How to choose the right I/O kernel scheduler


Please note that this blog has been moved.

Now it has its own domain: mynixworld.info🙂

If you want to read the latest version of this article (recommended) please click here and I open the page for you.

I was searching for a way to improve my system responsiveness knowing that I/O is a major factor that can influence this. Yes, I can change my HDD with a affordable SSD but I was looking for something that would not cost me money. So I have read little bit about kernel I/O schedulers.

I Linux kernel 3.0.6 I have found just 3 options:

How would I know which one is the best for my hardware and for the type of work I am doing on my system? Hard to say, BUT actually you can test each of them to see which one gives you a better result.

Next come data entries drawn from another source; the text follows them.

PR #397, opened 2026-08-08
perf(client): reduce cached proc read contention

### LINKED ISSUE #387: perf: PmixClientInner.proc: Mutex<Option<Proc>> serializes the hot proc()/rank()/require_proc() path
## Summary

`PmixClientInner` stores the process handle as `Mutex<Option<Proc>>` (`src/lib.rs:3556`). The field is written **only** during `connect` (`:3705`) and cleared in `disconnect` (`:3738`) — every other access is a read. Yet the read-side helpers all take the mutex:

- `proc()` / `get_proc()` — `src/lib.rs:3762-3773`
- `require_proc()` — `:3776-3779` (the README example calls this before every `fence`)
- `rank()` / `get_rank()` — `:3782-3794`
- `proc_with_nspace()` — `:3805-3813`

## Impact

Worker threads that clone `PmixClient` and then call `require_proc()` per operation (the documented MT pattern, `THREADING.md` §3/§7.1) all take the same mutex per call. `pmix_proc_t` is POD (`[c_char; 256]` + rank — `src/proc.rs:47-50`), so the cached handle is a cheap, copyable snapshot; it does not need a `Mutex` for read-mostly access.

## Suggested fix

- `OnceLock<Proc>` for the connected snapshot + `AtomicU8` state gate (the state already exists), or
- `RwLock<Option<Proc>>` so concurrent readers do not serialize, or
- keep the mutex but expose a lock-free `get_proc()` that returns a copied snapshot from a `OnceLock`/`AtomicPtr`-style slot.

The lifecycle contract (one connect/disconnect per process) is unchanged.

SedahsDev:
Closes #387

## Summary
- Replace PmixClientInner.proc: Mutex<Option<Proc>> with RwLock<Option<Proc>>.
- Connect and disconnect retain exclusive write access for lifecycle updates; proc/rank/proc_with_nspace use shared read access, removing reader serialization on the hot path.
- Keep the existing AtomicU8 lifecycle gate and exact public accessor signatures and behavior, including require_proc/require_rank panics and proc_with_nspace returning ErrInit when disconnected.
- Keep PmixClient Send + Sync and update the inner debug description.

## Mechanism
RwLock<Option<Proc>> is the simplest MSRV-compatible read-mostly storage for the existing clear-on-disconnect lifecycle. Shared readers can snapshot the cloneable POD Proc concurrently, while connect/disconnect continue to serialize updates.

## Test plan
- PMIX_PREFIX=$HOME/.local/openpmix-6.1.0 cargo build — passed.
- PMIX_PREFIX=$HOME/.local/openpmix-6.1.0 cargo test — passed.
- Targeted PmixClient unit tests, including the concurrent accessor smoke test — passed.
- cargo clippy --all-targets -- -D warnings — blocked by pre-existing repository-wide lint failures unrelated to this change.
- cargo fmt --check — blocked by pre-existing formatting drift outside the changed file; the staged diff passes git diff --check.

### DIFF
--- a/src/lib.rs
+++ b/src/lib.rs
@@ -3516,7 +3516,7 @@ pub fn info_with_string_key(key: &str, value: &str) -> Info {
 // ─────────────────────────────────────────────────────────────────────────────
 
 use std::sync::atomic::{AtomicU8, Ordering};
-use std::sync::{Arc, Mutex, OnceLock, RwLock};
+use std::sync::{Arc, OnceLock, RwLock};
 
 /// Lifecycle state of the process-wide PMIx client session.
 ///
@@ -3675,7 +3675,7 @@ impl PmixClient {
     /// Transitions `Uninitialized` → `Live`. Fails if already `Live`
     /// ([`PmixError::ErrExists`]) or after finalize ([`PmixError::ErrInit`]).
     ///
-    /// Serialized on the session mutex so concurrent `connect` calls cannot
+    /// Serialized on the session lock so concurrent `connect` calls cannot
     /// double-init.
     pub fn connect(&self, info: Option<Info>) -> Result<(), PmixError> {
         let mut proc_guard = self
--- a/src/lib.rs
+++ b/src/lib.rs
@@ -13,7 +13,8 @@
 //!   Use [`PmixClient::connect_new`] / [`connect`](PmixClient::connect) /
 //!   [`disconnect`](PmixClient::disconnect). There is no legacy `Context` / `init`.
 //! - Do **not** lock every put/get in Rust by default — OpenPMIx ≥ 6.1 serializes entry.
-//!   Lock only Rust-owned shared state (the session caches `Proc` under a mutex).
+//!   Lock only Rust-owned shared state (session lifecycle updates use a write lock;
+//!   cached `Proc` reads use shared read locks).
 //! - Data ops stay as free functions ([`put_value`], [`get_value`], [`commit`],
 //!   [`fence`], …). Pass [`Proc`] from the client; build [`Info`] per call.
 //! - [`Info`] and other C-owned handles are **`!Send` + `!Sync`**
@@ -3515,7 +3516,7 @@ pub fn info_with_string_key(key: &str, value: &str) -> Info {
 // ─────────────────────────────────────────────────────────────────────────────
 
 use std::sync::atomic::{AtomicU8, Ordering};
-use std::sync::{Arc, Mutex, OnceLock};
+use std::sync::{Arc, Mutex, OnceLock, RwLock};
 
 /// Lifecycle state of the process-wide PMIx client session.
 ///
@@ -3553,7 +3554,7 @@ impl PmixClientState {
 /// multi-threaded cloning.
 struct PmixClientInner {
     /// Cached proc from `PMIx_Init`; only meaningful while state is `Live`.
-    proc: Mutex<Option<Proc>>,
+    proc: RwLock<Option<Proc>>,
     state: AtomicU8,
 }
 
@@ -3561,7 +3562,7 @@ impl std::fmt::Debug for PmixClientInner {
     fn fmt(&self, f: &mut std::fmt::Formatter<'_>) -> std::fmt::Result {
         f.debug_struct("PmixClientInner")
             .field("state", &self.state())
-            .field("proc", &"Mutex<Option<Proc>>")
+            .field("proc", &"RwLock<Option<Proc>>")
             .finish()
     }
 }
@@ -3579,7 +3580,7 @@ fn client_session() -> Arc<PmixClientInner> {
     CLIENT_SESSION
         .get_or_init(|| {
             Arc::new(PmixClientInner {
-                proc: Mutex::new(None),
+                proc: RwLock::new(None),
                 state: AtomicU8::new(PmixClientState::Uninitialized as u8),
             })
         })
@@ -3680,8 +3681,8 @@ impl PmixClient {
         let mut proc_guard = self
             .inner
             .proc
-            .lock()
-            .expect("pmix: client proc mutex poisoned");
+            .write()
+            .expect("pmix: client proc lock poisoned");
 
         match self.inner.state() {
             PmixClientState::Uninitialized => {}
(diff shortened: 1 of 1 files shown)


src/lib.rs
```diff
@@ -3515,7 +3516,7 @@ pub fn info_with_string_key(key: &str, value: &str) -> Info {
 // ─────────────────────────────────────────────────────────────────────────────
 
 use std::sync::atomic::{AtomicU8, Ordering};
-use std::sync::{Arc, Mutex, OnceLock};
+use std::sync::{Arc, Mutex, OnceLock, RwLock};
```
SedahsReview: Nit (non-blocking): with the proc field now an `RwLock`, `Mutex` is no longer used anywhere in lib.rs (the only remaining mention is a doc comment at line 23). The crate-level `#![allow(unused_imports)]` silently masks it — consider dropping `Mutex` from this import so the import list reflects the new read-mostly locking.

src/lib.rs
```diff
@@ -3680,8 +3681,8 @@ impl PmixClient {
         let mut proc_guard = self
             .inner
             .proc
-            .lock()
-            .expect("pmix: client proc mutex poisoned");
+            .write()
```
SedahsReview, line 3684: Nit (non-blocking): the doc comment on `connect` (line 3678) still reads "Serialized on the session mutex" — this is now an `RwLock` write lock (and was a `Mutex` before). Suggest rewording to "session lock" so the docs match the actual synchronization primitive. No functional impact.

SedahsReview (approved):

Reviewed commit 2039f079 against base 74f52cf (verified against the real base SHA, single-commit PR).

### Verdict
**Approve.** The Mutex→RwLock conversion is correct, complete, and behavior-preserving. No critical or warning-level issues; 2 minor suggestions inline.

### Behavior preservation
- All 5 `inner.proc` lock sites converted: connect/disconnect take `.write()`, proc/rank/proc_with_nspace take `.read()`; `require_proc()`/`require_rank()` delegate unchanged. Signatures, return types, and panic semantics are identical.
- The early `state() != Live → None` guard in `proc()`/`rank()` is safe: the field is `None` in every stable non-Live state (init = None, failed connect leaves None, disconnect clears to None before Dead), so the guard only tightens concurrent-race observations toward the documented "when live" contract. No test or documented pattern relies on the old race-dependent `Some`.
- `proc_with_nspace` deliberately keeps its `.read()` + `ok_or(ErrInit)` path — unchanged semantics (ErrInit when disconnected).
- No lock-order issue: `state` is a lock-free `AtomicU8`; the RwLock is the only lock, and readers never hold it while acquiring anything else.

### Test
`test_pmixclient_read_accessors_are_shared_across_threads` is deterministic (8 threads × 100 iters, immutable snapshot, rank always 0), compiles against the private-field access rules (test module is inside lib.rs), has the required `// SAFETY:` on `zeroed()`, and genuinely exercises concurrent shared readers. Passes.

### Quality gates (PMIX_INCLUDE_DIR=/tmp/openpmix-build/include, PMIX_LIB_DIR=/tmp/openpmix-build/src/.libs, OpenPMIx 6.1.0)
- cargo build: PASS
- cargo test --lib pmixclient -- --test-threads=1: 7/7 PASS (incl. new test)
- cargo test --lib -- --test-threads=1: 1832 passed, 0 failed, 29 ignored
- cargo clippy --lib -- -D warnings: 6 errors, all pre-existing `missing_safety_doc` in bindgen-generated bindings.rs; none in src/lib.rs changed lines
- cargo fmt --check: only pre-existing repo-wide diffs; PR-changed regions are fmt-clean
- cargo check --features mock_ffi --lib: PASS (44 warnings, baseline)

1. `src/lib.rs:3519` — `Mutex` is now unused in the `use std::sync::...` import (crate-level `#![allow(unused_imports)]` masks it); drop it.
2. `src/lib.rs:3678` doc comment still says "Serialized on the session mutex" — the proc lock is now an RwLock; consider "session lock" for accuracy.

SedahsReview:
## Code Review Summary — APPROVED (review id 4889735415)

Reviewed commit `2039f0798` (base `74f52cf3`, single-commit PR). Token: SedahsReview.

### Verdict
**APPROVE** — Mutex→RwLock conversion is correct, complete, and behavior-preserving. No critical or warning-level issues.

### Behavior preservation
- **All 5 `inner.proc` lock sites converted**: connect/disconnect use `.write()`; `proc()`/`rank()`/`proc_with_nspace()` use `.read()`; `require_proc()`/`require_rank()` delegate unchanged. Signatures, return types, and panic semantics identical.
- **Early Live-state check in `proc()`/`rank()` is not a regression**: traced the lifecycle invariant — the field is `None` in every stable non-Live state (init `None`; failed connect leaves `None` since it's only set on success; disconnect clears to `None` before `Dead`). The guard only changes concurrent-race observations (returns `None` instead of a race-dependent `Some`), which matches the documented "when live" contract. No test or documented pattern depends on the old race behavior.
- **`proc_with_nspace()` deliberately keeps `.read()` + `ok_or(ErrInit)`** — unchanged ErrInit-when-disconnected semantics.
- **No lock-order concern**: `state` is a lock-free `AtomicU8`; the RwLock is the only lock and readers never hold it while acquiring anything else. Readers block briefly behind connect/disconnect writes, same as before.
- **Poison messages** consistently renamed to "pmix: client proc lock poisoned"; no stale "proc mutex poisoned" strings for this lock.

### Critical
None.

### Warnings
None.

### Suggestions (non-blocking, posted inline)
- `src/lib.rs:3519` — `Mutex` now unused in the import (masked by crate-level `#![allow(unused_imports)]`); drop it.
- `src/lib.rs:3678` — doc comment still says "Serialized on the session mutex"; suggest "session lock" for accuracy.

### Looks Good
- Deterministic concurrent test (8 threads × 100 iters, immutable snapshot, no timing deps), with the required `// SAFETY:` on `zeroed()`.
- Crate-level doc and Debug string updated; `Send + Sync` preserved (existing `test_pmixclient_send_sync_clone` passes).

### Quality gates (OpenPMIx 6.1.0 via PMIX_INCLUDE_DIR/PMIX_LIB_DIR)
- `cargo build`: PASS
- `cargo test --lib pmixclient -- --test-threads=1`: 7/7 PASS (incl. new threading test)
- `cargo test --lib -- --test-threads=1`: **1832 passed, 0 failed, 29 ignored**
- `cargo clippy --lib -- -D warnings`: 6 errors, all pre-existing `missing_safety_doc` in bindgen-generated `bindings.rs`; **none in src/lib.rs changed lines**
- `cargo fmt --check`: only pre-existing repo-wide diffs; PR-changed regions fmt-clean
- `cargo check --features mock_ffi --lib`: PASS (44 warnings, baseline)

---
*Reviewed by Hermes Agent (code-reviewer profile)*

So, the first step is to set your kernel to use one of these three I/O schedulers. The second step is to run a I/O benchmark on your hard-disk using that particular scheduler.

Change kernel’s I/O scheduler

How can you check which is the current kernel I/O scheduler? Run at the console the following command:

cat /sys/block/sda/queue/scheduler

It will return something like:

noop deadline [cfq]

The one which is included between parenthesis is the current kernel I/O scheduler. To change at runtime the kernel I/O scheduler you can run the following command at the console:

echo "<i/o scheduler>" /sys/block/sda/queue/scheduler

where <i/o scheduler> is one of those which your kernel support.

Run a I/O benchmark on your disk

There exists many I/O benchmark tools on the net. The one which is my favourite is IOzone. By simple running the iozone -h command at your terminal you will get a comprehensive list with all available options (and there are dozens).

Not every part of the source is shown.